• WORK TASK: Find each line of the entries with the string "tags", please, and copy it.

[Stored data entries]
Issue #999, opened 2024-09-25
Accessibility issues


shrilakshmishastry:
Hey @ad1992 👋  Hope you're doing good. Here are the accessibility issues I have noticed in react-tags . 

- tags are not reachable to edit using the keyboard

• EXERCISE OUTPUT:
Hey @ad1992 👋  Hope you're doing good. Here are the accessibility issues I have noticed in react-tags . 
- tags are not reachable to edit using the keyboard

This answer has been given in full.